(HOW TO COMPLETE THIS TASK)
Write only the number of lines in the entries below that contain the string "after".

(SUPPLIED RECORDS)
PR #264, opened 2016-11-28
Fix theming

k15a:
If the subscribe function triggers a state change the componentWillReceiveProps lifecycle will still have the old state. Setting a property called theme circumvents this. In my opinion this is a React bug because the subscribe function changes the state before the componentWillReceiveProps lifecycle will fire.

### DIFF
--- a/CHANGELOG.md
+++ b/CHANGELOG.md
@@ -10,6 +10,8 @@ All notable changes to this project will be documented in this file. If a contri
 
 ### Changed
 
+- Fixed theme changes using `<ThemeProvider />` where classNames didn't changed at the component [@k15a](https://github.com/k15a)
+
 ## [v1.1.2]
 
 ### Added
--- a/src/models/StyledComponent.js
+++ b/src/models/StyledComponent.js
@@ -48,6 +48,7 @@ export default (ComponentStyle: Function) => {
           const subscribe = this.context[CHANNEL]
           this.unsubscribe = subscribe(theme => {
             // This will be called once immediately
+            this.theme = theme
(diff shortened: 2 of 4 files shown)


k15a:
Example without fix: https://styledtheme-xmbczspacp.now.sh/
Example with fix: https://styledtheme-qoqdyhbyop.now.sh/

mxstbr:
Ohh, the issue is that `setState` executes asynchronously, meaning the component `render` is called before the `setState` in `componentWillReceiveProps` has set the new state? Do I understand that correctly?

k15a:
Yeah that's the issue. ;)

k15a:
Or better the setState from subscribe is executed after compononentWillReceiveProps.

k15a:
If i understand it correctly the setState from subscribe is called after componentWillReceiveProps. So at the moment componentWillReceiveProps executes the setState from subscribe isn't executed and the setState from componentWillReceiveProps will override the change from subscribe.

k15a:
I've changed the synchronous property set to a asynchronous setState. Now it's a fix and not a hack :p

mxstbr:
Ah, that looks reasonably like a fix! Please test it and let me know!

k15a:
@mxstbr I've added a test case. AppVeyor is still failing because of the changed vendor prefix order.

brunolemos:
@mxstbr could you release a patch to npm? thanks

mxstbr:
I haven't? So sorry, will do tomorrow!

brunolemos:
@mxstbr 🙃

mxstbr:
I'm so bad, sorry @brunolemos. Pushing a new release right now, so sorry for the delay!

(RESPONSE AREA)
2